Does anyone have any good suggestions or tips for removing drips and runs in clear coat?  I got a little heavy in some spots and was wondering what I should do.  I have sanded some of them with 600 grit, but that still seems to dull the clear coat in that area.


----------



## SirMike1983 (Sep 28, 2012)

I'd work up to 2000 grit finishing paper, then use Meguiar's Ultimate Compound or Swirl X, depending on how much cutting action you want/need based on the haze you're seeing. Start with a good sanding block and get your wet sanding going by working the high spot down. If you did 600, then move up to, say 1200 or 1500 then up to 2000. Once it is basically level and smooth, it's time to take the dullness out with a good polish. 

I believe the Meguiar's Compound is more aggressive than the Swirl X is. You need to make sure you have a level surface to polish, which is the job of gradually working to 2000 grit finishing paper from the 600 you already have done. Work slowly and check often throughout. I've used NuFinish clear scratch and swirl remover too, but it seems a little more aggressive to me (though the NuFinish is nice for removing actually scratches). It's important to follow the polish directions as far its abrasives are concerned- the better ones tend to require letting them dry a little into a haze then do your buffing with a soft cloth. You can always remove more, but it's hard to put material back.

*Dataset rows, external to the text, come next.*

PR #4597, opened 2023-11-14
Issue 4495 - remove warnings when calling "yarn install"

### LINKED ISSUE #4495: Fix incorrect peer dependencies
### Description
ATM we have some warnings when installing the packages. These warnings regards to different  peer dependencies requirements. ATM they doesn't seem to cause any problems but its better to ensure that every package is compatible

### Goal
- [ ]  ensure compatibility between packages

### Tasks
- [ ] Update the packages that can be updated in order to remove the warnings

Amantini1997:
This fixes #4495

#### Description
Most<sup> 1</sup> of the warnings have been removed. This was done updating/adding/removing some dependencies and rewriting some code (e.g. WindowEventListener).

A new file (package.json.md) has been added. The reason for this is that a json file does not support comments and this makes it hard to keep track of why we have some dependencies/resolutions. So the new .md file aims at providing explanations to them.

**<sup>1</sup> Why most and not all of them?**
Calling `yarn install` on this branch should output the following:
```
[1/5] Validating package.json...
[2/5] Resolving packages...
[3/5] Fetching packages...
warning Pattern ["@mui/styled-engine-sc@5.12.0"] is trying to unpack in the same destination "C:\\Users\\artig\\AppData\\Local\\Yarn\\Cache\\v6\\npm-@mui-styled-engine-5.12.0-41040fb27667efab46e9200cec9657e62b544c48-integrity\\node_modules\\@mui\\styled-engine" as pattern ["@mui/styled-engine@npm:@mui/styled-engine-sc@5.12.0","@mui/styled-engine@^5.14.10","@mui/styled-engine@^5.4.1"]. This could result in non-deterministic behavior, skipping.
[4/5] Linking dependencies...
warning "react-trello > react-redux@5.1.2" has incorrect peer dependency "react@^0.14.0 || ^15.0.0-0 || ^16.0.0-0".
warning " > react-truncate@2.4.0" has incorrect peer dependency "react@<= 16.x.x".
[5/5] Building fresh packages...
```

About these warnings:
- `[3/5] Fetching packages...` cannot be fixed. The problem is a clash between the resolution and MUI styled-engine. However, the solution adopted is the same suggested in their own (MUI) website.
- `[4/5] Linking dependencies...`
   - **react-trello**: it looks like the author has not updated the dependencies in years. The version we use is already the latest one and changing it for an alternative library might be too much for this issue.
   - **react-truncate**: it seems that the app is no longer maintained. Other alternatives may provide code which is even older and would trigger more warnings, or they are at an early stage and not fully working. Possibly, a custom component might be created for this, but again, it seems too much for this issue

#### Test cases
Delete all the `node_modules` and call `yarn install`. Do **NOT** delete the lock file.
> **Tip**: select the node_modules folder and click "SHIFT + Delete" to delete all the modules without bining them. This will delete them faster

Check that the warnings are the same as described at<sup> 1</sup>.
Check that everything still works as intended.
Check that storybook runs.


The-Daniel (approved):

frontend/src/v4/routes/components/messagesList/components/message/components/markdownMessage/markdownMessage.component.tsx
```diff
@@ -16,20 +16,15 @@
...
 };
-
 export const MarkdownMessage = ({ className, children }: MarkdownMessageProps) => (
-	<ReactMarkdown
-		source={children}
-		renderers={renderers}
-		plugins={[breaks]}
-		className={className}
-	/>
+	<ReactMarkdown components={components} className={className}>
```
sanmont3drepo, line 27: Quote and reply (marked below) don't seem to be working.

This example is in production

image

sanmont3drepo (changes requested):

sanmont3drepo (approved):

PR #4599, opened 2023-11-16
ISSUE #4577 - Fixed gendoc compile

### LINKED ISSUE #4577: gen docs is broken on the front end
### Description
`yarn docs` doesn't work anymore. maybe because of #2233 and we need to upgrade typedoc?
image

We should add this on the automated testing so we know if it ever breaks again

### Steps to replicate
- run `yarn docs` on the front end folder

### Current Behaviour
- Errors out with an unrecognised function

### Expected Behaviour
- Should generate unity docs

sanmont3drepo:
This fixes #4577

#### Description
- Updated version of typedoc to 0.25.3
- Update config of typedoc

#### Test cases
- run `yarn docs` , it should generate the documentation for unityutil in `/frontend/docs`


sanmont3drepo:
@carmenfan  because I've updated typedoc some old options (most) weren't available. The format of the generated docs is different also. I dont know if this is what we want.

carmenfan (changes requested):
there's a conflict on yarn.lock

PR #4602, opened 2023-11-17
Issue 4579 - Custom Ticket Endpoint updates

### LINKED ISSUE #4579: Custom ticket endpoint updates
### Description
There's 2 enhancements we want to do with custom ticket endpoints:

#### Add a query string on get ticket templates endpoint to return full templates
Endpoint: https://staging.dev.3drepo.io/docs/#/Tickets/getModelTicketTemplates
Changes: Add an optional query string `getDetails` (defaults to false)
Description: When `getDetails` is set to true, the entire template is returned (same level of details as [get template details](https://staging.dev.3drepo.io/docs/#/Tickets/getModelTicketTemplateDetails))

#### Add query string to define the values to return on get ticket list
Endpoint: https://staging.dev.3drepo.io/docs/#/Tickets/GetTicketList
Changes: Add query string `filter` to allow the user to impose what values to receive
Description: By default, it should return what it currently returns, But a filter string should specify any additional field that should be included. e.g. `filter=Description,safetibase.element` should also include Description property and the element property within the safetibase module within the response.

### Goals
- [ ] As a front end developer I want to specify the properties that should be included in the list query so I can perform functions such as smart filter querying and custom property grouping without getting the full details of all the tickets. 
- [ ] As a front end developer I want to see the full details of the template so in situations where I need to know the what custom properties are available, I don't have to do individual calls to get them.

### Tasks
TBC

ChristosTsiotsias:
This fixes #4579

#### Description
Update 1:

getDetails query param added in get model templates endpoint (default false). If set to true, the templates returned include all their modules and properties
endpoint: https://staging.dev.3drepo.io/docs/#/Tickets/getModelTicketTemplates

Update 2:

filter query param added in get tickets. Filter query is a comma sperarated string which allows the user to set which modules and properties are included in the fetched tickets. To include a property pass just the name of the property and to include a module property pass <module name>.<property name>
endpoint: https://staging.dev.3drepo.io/docs/#/Tickets/GetTicketList

#### Test cases
Update 1
Call get templates endpoint using getDetails = true query
The templates returned should include all properties and modules

Update 2
Call get tickets endpoint using a filter which includes both a property and module property
The returned tickets should include these properties among the default ones which are already fetched


carmenfan (changes requested):

carmenfan (changes requested):

backend/src/v5/middleware/dataConverter/inputs/teamspaces/projects/models/commons/tickets.js
```diff
@@ -66,6 +66,26 @@ const templateIDToParams = async (req, res, next) => {
 	}
 };
 
+TicketsMiddleware.convertFilterToProjection = async (req, res, next) => {
```
carmenfan, line 69: as discussed, move this back to processor, and call split on the filter before calling the processor function

carmenfan (changes requested):

carmenfan (approved):

Issue #4563, opened 2023-10-31
Only filtered ticket pins should be visible 


The-Daniel:
### Description

This was initially found in 5.6 QA https://github.com/3drepo/3drepo.io/pull/4557#issuecomment-1783156043
The ticket pins should reflect what is shown in the ticket list. If tickets are filtered out of that list their pins should not be visible. If the ticket card is closed the pins should remain as if the card had been left open.
If a user goes into ticket details only the ticket pins for that ticket should be visible

### Goals

- [ ] The visible pins reflect the filtering on tickets
- [ ] Default pins are added/removed when tickets list filtering changes
- [ ] When the user first opens a model all the uncompleted ticket pins should be visible (As in it should match the ticket list when opened)
- [ ] The visible ticket pins should remain constant when the ticket card is closed. Only upon opening it again and the list is reset should the pins also reset

### Tasks

- [ ] Move ticket pin logic out of v4 (`viewerCanvas.component.tsx`)
- [ ] Have ticket pin logic depend on items in the ticket list

### Related Resources
I had an attempt by adding a useEffect to TicketItem
![image](https://github.com/3drepo/3drepo.io/assets/62481250/c2534f86-0871-43e7-a59c-6397cc7cdb6d)
But could not find a way of not removing the pin when closing the card (the ticketsCardOpen technique doesn't work )

PR #4630, opened 2023-12-04
Issue 4585 - Select the next ticket/issue/risk if the user removes the current ticket/issue/risk from the filtered list

### LINKED ISSUE #4585: Select the next ticket/issue/risk if the user closed the ticket/issue/risk.
### Description
At the moment, if you have a long list of risks/issue/ticket, and you have changed a property that makes it so your currently selected ticket is filtered out, you lose your place in the list when you go back to the details, for e.g:
img-10-28-23-05-28

It would be ideal if the next item (or previous if it's easier) is selected in this situation so the user doesn't lose track of where they got to.

### Goals
- [ ] As a user who is going through a list of tickets/issues/risks, I want to be able to close an item out and go back to the item listing without losing my place

### Tasks
- [ ] Modify the ticket list to remember the position
- [ ] When going back keep the position

Amantini1997:
This fixes #4585

#### Description
Select the next ticket/issue/risk if the user removes the current ticket/issue/risk from the filtered list

#### Known bug
Tickets will not work correctly. For instance, if you have 4 tickets (A, B, C, D) and:
- expand C and set it to close/void;
- using the arrow, go from C to B;
- set B to close/void;
- go back to the list.

You would expect D to be selected, but in fact, the next item in the list is "C", so C is selected. This is because, expanding a ticket, the filters are lost. (This PR takes for granted that those filters persist upon expanding a ticket)


frontend/src/v5/ui/routes/viewer/tickets/ticketDetails/ticketsDetailsCard.component.tsx
```diff
@@ -62,6 +58,14 @@ export const TicketDetailsCard = () => {
 	const goPrev = () => changeTicketIndex(-1);
 	const goNext = () => changeTicketIndex(1);
 
+	const goBack = () => {
+		// TODO - replace `getTicketIsCompleted` with <not part of the filtered tickets list>
+		if (getTicketIsCompleted(ticket)) {
```
The-Daniel, line 63: Oh boy this is going to cause conflicts with my pin filtering PR lol. I'll need to make sure my PR does this with the new filtering logic.

One problem with this line in particular is that if you are viewing a completed ticket and exit to the tickets list it will increase the selected index by 1 which means a seemingly random ticket is selected when no values were even changed.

If you're working on a very small area, you may want to also look into what are known as "Micromesh Pads". They basically combine a sanding block and sandpaper into a single unit on a very small scale. They're small, soft pads with a plasticized sandpaper surface, with grits going all the way up to 12,000. You can get them at woodworking type places. You can use these instead of a sanding block if you're working a very small area. Then you polish and finish as above.


----------



## abe lugo (Sep 28, 2012)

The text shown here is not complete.